Work required: From the top of the entries below through the line containing "-72,5 +72,6 @@", return every line exactly as written, please, and stop there.
*** Opening of Dataset excerpts ***
PR #154, opened 2023-04-25
fix initialize_physics_list 

m-dupont:
Changes comes from geant4 example where using `G4EmStandardPhysics_option4 `  is always preceded by instantiating FTFP_BERT and use method `ReplacePhysics` with  `G4EmStandardPhysics_option4 ` as argument. 

This will also allow us to add `G4OpticalPhysics` (wich can not be used directly on  `G4EmStandardPhysics_option4 `).

### DIFF
--- a/core/opengate_core/g4_bindings/pyG4VModularPhysicsList.cpp
+++ b/core/opengate_core/g4_bindings/pyG4VModularPhysicsList.cpp
@@ -72,5 +72,6 @@ void init_G4VModularPhysicsList(py::module &m) {
            py::overload_cast<G4int>(&G4VModularPhysicsList::GetPhysics,
                                     py::const_),
            py::return_value_policy::reference)
-      .def("RegisterPhysics", &G4VModularPhysicsList::RegisterPhysics);
+      .def("RegisterPhysics", &G4VModularPhysicsList::RegisterPhysics)
+      .def("ReplacePhysics", &G4VModularPhysicsList::ReplacePhysics);
 }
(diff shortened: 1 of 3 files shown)


m-dupont:
strange, the `test037_pet_hits_singles_1.py` successfully passed on my computer

tbaudier:
Hello Mathieu,

I had the error on my computer.
I do not know if it's related but for the `test037_pet_hits_singles_1.py`, I observed that:
Here: https://github.com/OpenGATE/opengate/pull/154/files#diff-8c00d12ae11230a0d31f420b5042655019eaafbb9781e2338f0a518dab476909R55 the type of `self.g4_physic_list` is `opengate_core.opengate_core.G4VModularPhysicsList` instead of `opengate_core.opengate_core.G4EmStandardPhysics_option4` before the commit.

I have no idea if it's related or not

nkrah:
Thanks Mathieu, 
that's a good point with the G4OpticalPhysics. In fact, the G4EMStandardPhysics is simply a G4PhysicsConstructor, not a G4ModularPhysicsList. The latter is essentially a container which contains several G4PhysicsConstructor objects. Gate already the uses the kind of "trick" you mention from the G4 examples, namely it creates a physics list object and assigns the single physics constructor, e.g.  G4EMStandardPhysics to it. It is therefore straightforward to additionally assign other constructors as well such as optical physics. 

We have recently merged a PR into the code which introduces a new PhysicsListManager. I will pick up your suggestion from this PR and implement that in that context, if that is OK for you?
*** Close of Dataset excerpts ***
Answer section:
PR #154, opened 2023-04-25
fix initialize_physics_list 

m-dupont:
Changes comes from geant4 example where using `G4EmStandardPhysics_option4 `  is always preceded by instantiating FTFP_BERT and use method `ReplacePhysics` with  `G4EmStandardPhysics_option4 ` as argument. 

This will also allow us to add `G4OpticalPhysics` (wich can not be used directly on  `G4EmStandardPhysics_option4 `).

### DIFF
--- a/core/opengate_core/g4_bindings/pyG4VModularPhysicsList.cpp
+++ b/core/opengate_core/g4_bindings/pyG4VModularPhysicsList.cpp
@@ -72,5 +72,6 @@ void init_G4VModularPhysicsList(py::module &m) {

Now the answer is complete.